# PROBLEM STATEMENT
Exactly reproduce each record listed below.

# EXCERPTED RECORDS
PR #42, opened 2025-07-11
gdb/testsuite: Test the "info dispatches" command

alexrosen45:
Adds tests for `info dispatches` with multiple dispatches, which brings ROCgdb test line coverage from 68% to 78% for
```
"bfd/elf64-amdgcn.c"
"gdb/amd-dbgapi-target.c"
"gdb/amd-dbgapi-target.h"
"gdb/amdgpu-tdep.c"
"gdb/amdgpu-tdep.h"
"gdb/solib-rocm.c"
```
The test uses two new kernels (`single_wave_kernel1` and `single_wave_kernel2`) in `gdb/testsuite/gdb.rocm/show-info.cpp` to test `info dispatches` with multiple dispatches. There is also a test for `info dispatches` with no dispatches.

### DIFF
--- a/gdb/testsuite/gdb.rocm/show-info.cpp
+++ b/gdb/testsuite/gdb.rocm/show-info.cpp
@@ -39,6 +39,22 @@ __global__ void bit_extract_kernel(uint32_t* C_d, const uint32_t* A_d, size_t N)
     }
 }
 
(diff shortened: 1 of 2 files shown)


alexrosen45:
use _amdeng account instead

# EXPECTED OUTPUT
PR #42, opened 2025-07-11
gdb/testsuite: Test the "info dispatches" command

alexrosen45:
Adds tests for `info dispatches` with multiple dispatches, which brings ROCgdb test line coverage from 68% to 78% for
```
"bfd/elf64-amdgcn.c"
"gdb/amd-dbgapi-target.c"
"gdb/amd-dbgapi-target.h"
"gdb/amdgpu-tdep.c"
"gdb/amdgpu-tdep.h"
"gdb/solib-rocm.c"
```
The test uses two new kernels (`single_wave_kernel1` and `single_wave_kernel2`) in `gdb/testsuite/gdb.rocm/show-info.cpp` to test `info dispatches` with multiple dispatches. There is also a test for `info dispatches` with no dispatches.

### DIFF
--- a/gdb/testsuite/gdb.rocm/show-info.cpp
+++ b/gdb/testsuite/gdb.rocm/show-info.cpp
@@ -39,6 +39,22 @@ __global__ void bit_extract_kernel(uint32_t* C_d, const uint32_t* A_d, size_t N)
     }
 }
 
(diff shortened: 1 of 2 files shown)


alexrosen45:
use _amdeng account instead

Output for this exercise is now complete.